[Bell Historians] Whitechapel bells in Russia
Carl S Zimmerman
csz_stl at O6aAzCtDs-PMrIZpMBkXDMLJeWuiDfgJcuO-E-mgehOjXdylIvmXtV7XjQdVPvn0dfezQl2loYe0XPLq.yahoo.invalid
Tue Dec 12 15:27:42 GMT 2006
Chris Pickford wrote:
>I was looking at an illustrated book about St.Petersburg only the
>other day - a very beautiful city with many buildings of this period.

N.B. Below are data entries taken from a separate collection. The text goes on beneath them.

PR #3994, opened 2018-08-27
Use built-in DI container

twenzel:
Provide a sample using built-in DI container using the new NServiceBus.MSDependencyInjection package.


danielmarbach:
@twenzel sorry for letting you hang there. Thanks for providing a good headstart! Awesome!

I cherry picked your commit and created a new branch containing additional things that we need to do. I didn't want to bother you with the details of the docs site and making everything work. The PR is WIP since I need to fix a few things in the sample but once it is done would you mind reviewing it?

https://github.com/Particular/docs.particular.net/pull/3997

Thanks!

PR #3998, opened 2018-08-29
Extracting the custom instance mapping into a separate doc

andreasohlund:
We had a live chat user that incorrectly went straight to the advanced way of doing physical mapping so after talking to @timbussmann we decided to make the extensibility a bit less discoverable similar to have [the main routing page](https://docs.particular.net/nservicebus/messaging/routing) just have the extensibility as a "related" page. Also cleaned up the content to make sense.


transports/msmq/routing-extensibility_content_msmqtransport_[1,).partial.md
```diff
@@ -0,0 +1,11 @@
+## Custom instance mapping
```
andreasohlund: @timbussmann what was the better title that you came up with when we discussed this?

timbussmann: something like "instance mapping extensibility" maybe?

PR #4000, opened 2018-08-30
Note on obligatory ASB sanitization rule

tmasternak:


samples/servicecontrol/events-subscription/sample.md
```diff
@@ -20,6 +20,7 @@ This sample shows how to monitor heartbeat and failed message events in ServiceC
  1. Using [ServiceControl Management](/servicecontrol/license.md#servicecontrol-management-app) tool, set up ServiceControl to monitor endpoints using MSMQ transport.
  1. Ensure the `ServiceControl` process is running before running the sample. 
 
+NOTE: When using the [AzureServiceBus Transport](/transports/azure-service-bus/) it is necessary to configure [ValidateAndHashIfNeeded](/transports/azure-service-bus/sanitization.md#automated-sanitization) sanitization strategy for both endpoints in this project. This ensures consistent entity name shortening between the endpoints and ServiceControl.
```
danielmarbach: I think this is good but we might need to link to ASBS configuration page as well. Because in the ASBS world there is no such a strategy. You have to implement RuleNameShortner and SubscriptionShortener. Can you add that as well?

PR #4007, opened 2018-09-06
ASBS documentation review

mauroservienti:


samples/azure-service-bus-netstandard/send-reply/ASBS_1/Endpoint1/Program.cs
```diff
@@ -19,7 +19,7 @@ static async Task Main()
         var connectionString = Environment.GetEnvironmentVariable("AzureServiceBus_ConnectionString");
         if (string.IsNullOrWhiteSpace(connectionString))
         {
-            throw new Exception("Could not read the 'AzureServiceBus.ConnectionString' environment variable. Check the sample prerequisites.");
+            throw new Exception("Could not read the 'AzureServiceBus_ConnectionString' environment variable. Check the sample prerequisites.");
```
seanfarmar: Should this be fixed in the sample code as well?

samples/azure-service-bus-netstandard/send-reply/ASBS_1/Endpoint2/Program.cs
```diff
@@ -17,7 +17,7 @@ static async Task Main()
         var connectionString = Environment.GetEnvironmentVariable("AzureServiceBus_ConnectionString");
         if (string.IsNullOrWhiteSpace(connectionString))
         {
-            throw new Exception("Could not read the 'AzureServiceBus.ConnectionString' environment variable. Check the sample prerequisites.");
+            throw new Exception("Could not read the 'AzureServiceBus_ConnectionString' environment variable. Check the sample prerequisites.");
```
seanfarmar: Should this be fixed in the sample code as well?

samples/azure-service-bus-netstandard/native-integration/sample.md
```diff
@@ -48,7 +48,7 @@ snippet: NecessaryHeaders
 
 NOTE: The `NServiceBus.EnclosedMessageTypes` property must contain the the fully-qualified name of the type expected by the NServiceBus endpoint.
 
-The message itself is defined as an `IMessage` in the `Shared` project.
+The message itself is defined as message using [conventions](/nservicebus/messaging/conventions.md) in the `Receiver` project.
```
seanfarmar: Shall we add a snippet here with 
`endpointConfiguration.Conventions().DefiningMessagesAs(type => type.Name == "NativeMessage");`?

mauroservienti: good point, probably yes we should

samples/azure-service-bus-netstandard/send-reply/ASBS_1/Endpoint1/Program.cs
mauroservienti: the snippet already comes from the sample, so we're good.

samples/azure-service-bus-netstandard/send-reply/ASBS_1/Endpoint2/Program.cs
mauroservienti: the snippet already comes from the sample, so we're good.

samples/azure-service-bus-netstandard/native-integration/sample.md
SeanFeldman: I'm not convinced we should. The focus of sample is about ASBS, not conventions. If we want to _link_ to conventions, we could do so w/o adding extra code snippets and stealing the focus from the main objective. Which is ASBS transport.

For example:
_Note: the sample is using Message Conventions. More about this feature [here](https://docs.particular.net/nservicebus/messaging/conventions)_

mauroservienti:
Link to conventions is already in place. Removing the WIP

PR #4016, opened 2018-09-13
Document how to unit test logging using the TestingLoggerFactory

andreasohlund:


andreasohlund:
@SimonCropp thoughts?

Snippets/Testing/Testing_6/Logging/LoggingTest.cs
```diff
@@ -0,0 +1,28 @@
...
+using NUnit.Framework;
+
+[TestFixture]
+public class LoggingTests
+{
+    #region LoggerTesting
+    [Test]
+    public async Task ShouldLogCorrectly()
+    {
+        var logStatements = new StringBuilder();
```
SimonCropp: would it be better to keep a list of statements?

Snippets/Testing/Testing_6/Testing_6.csproj
```diff
@@ -7,5 +7,6 @@
     <PackageReference Include="NServiceBus.Gateway" Version="2.0.*" />
     <PackageReference Include="NServiceBus.Testing" Version="6.*" />
     <PackageReference Include="NUnit" Version="3.*" />
+    <PackageReference Include="NUnit3TestAdapter" Version="3.*" />
```
SimonCropp: seems like something that should be done on a diff pr

andreasohlund: Then I would have to install R# :) Trying to see if I could cope with out it :)

Snippets/Testing/Testing_6/Logging/LoggingTest.cs
andreasohlund: Not following, do you mean something likt this https://stackoverflow.com/questions/10303315/convert-stringwriter-to-string ?

SimonCropp: as in collect the log statements in a `list<string>`

andreasohlund: Couldn't find a way to get a string writer to populate a list of string? Or are U saying to change the `TestingLoggerFactory` to capture to a list instead of writing to a `TextWriter` ?

Snippets/Testing/Testing_6/Testing_6.csproj
```diff
@@ -7,5 +7,7 @@
...
+    <PackageReference Include="Microsoft.NET.Test.Sdk" Version="15.*" />
```
bording: Can you add this to the top of the `ItemGroup` so the package names are sorted properly?

Snippets/Testing/Testing_7/Testing_7.csproj
```diff
@@ -7,5 +7,7 @@
     <PackageReference Include="NServiceBus.Gateway" Version="3.*" />
     <PackageReference Include="NServiceBus.Testing" Version="7.*" />
     <PackageReference Include="NUnit" Version="3.*" />
+    <PackageReference Include="NUnit3TestAdapter" Version="3.*" />
+    <PackageReference Include="Microsoft.NET.Test.Sdk" Version="15.*" />
```
bording: Can you add this to the top of the `ItemGroup` so the package names are sorted properly?

andreasohlund:
Done

Snippets/Testing/Testing_6/Logging/LoggingTest.cs
SimonCropp: i think u would need to change `TestingLoggerFactory` to allow that.

andreasohlund: Raised an issue to track https://github.com/Particular/NServiceBus.Testing/issues/129 that potential change

PR #4027, opened 2018-09-27
Add highlights from champs mail

andreasohlund:


andreasohlund:
There are some parts in there about SqlT, we could move them to the SqlT upgrade guide but I think it make sense to keep them here since this is kind of the starting point for a v6 to v7 migration?

DavidBoike:
I agree. Let's dump all of it.

PR #4048, opened 2018-10-10
Review NServiceBus tuning page

danielmarbach:


nservicebus/operations/tuning.md
```diff
@@ -12,37 +12,30 @@ tags:
  - performance
  - throttling
  - concurrency
-reviewed: 2016-11-15
+reviewed: 2018-10-10
 ---
 
-NServiceBus uses defaults that ensure good performance in most common cases. While this is usually the preferred mode of operation there are situations where tuning needs to be applied.
-
+NServiceBus uses defaults that ensure good performance in common cases. While this is usually the preferred mode of operation there are situations where tuning might be desired.
```
andreasohlund: >NServiceBus uses defaults

Think it should be "use defaults"

nservicebus/operations/tuning.md
```diff
@@ -12,37 +12,30 @@ tags:
...
 
 ## Tuning concurrency
 
-
 partial: defaults
 
+Define a maximum concurrency setting that will make sure that no more messages than the specified value are ever being processed at the same time. Set this value to `1` to process messages sequentially. If not specified the transport will choose an optimal value.
```
andreasohlund: >Define a maximum concurrency setting that will make sure that no more

Limit maximum concurrency so that no more... ?

andreasohlund: >If not specified the transport will choose an optimal value

Do we need to specify what the transport optimizes for? (maximum throughput while not running out of resources)

nservicebus/operations/tuning_throttling_core_[,5].partial.md
```diff
@@ -1,6 +1,6 @@
 NOTE: By default endpoints are not throttled.
 
-Define a maximum value for the number of messages per second that the endpoint will process at any given time. This will help avoiding the endpoint from overloading sensitive resources that it's using like web-services, databases, other endpoints etc. Some examples would include
+Define a maximum value for the number of messages per second that the endpoint will process at any given time. This will help avoiding the endpoint from overloading sensitive resources that are using ressources like web-services, databases, other endpoints etc. Some examples would include
```
Comment (andreasohlund) [inline nservicebus/operations/tuning_throttling_core_[,5].partial.md]: >Define a maximum value for the number of messages

Limit the number of messages... ?

nservicebus/operations/tuning.md
danielmarbach: Isn't it uses defaults? Unsure though

andreasohlund: Had a faint memory that "only use plural s on the last word" but I can't find any refs on that

https://english.stackexchange.com/questions/53124/multiple-plural-any-rules

only made me more confused :)

danielmarbach:
@andreasohlund I pushed an update

nservicebus/operations/tuning.md
adamralph: It should be "uses defaults", since "NServiceBus" is a singular entity.

It would have to be plural for "use", e.g. "NServiceBus packages use defaults...".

Appearances can be deceiving. My wife and I visited St.Petersburg
two years ago, and learned that it had been largely bombed out in WW
II. It has subsequently been reconstructed, and buildings along the
main thoroughfares have restored "period" facades, but those are
mostly plaster and paint.
On the other hand, some ancient buildings did survive. The
Petropavlovskaya Krepost, containing the Cathedral of St.Peter &
St.Paul, is one such area. The Cathedral tower still contains most
of the Dutch-made bells of the carillon of 1720, though nowadays they
are played automatically. The same tower also houses a Russian-made
zvon and a modern Dutch-made carillon with manual clavier.
So there is still some hope that the Whitechapel bells of 1747 could
have survived, if indeed St.Petersburg was where they went.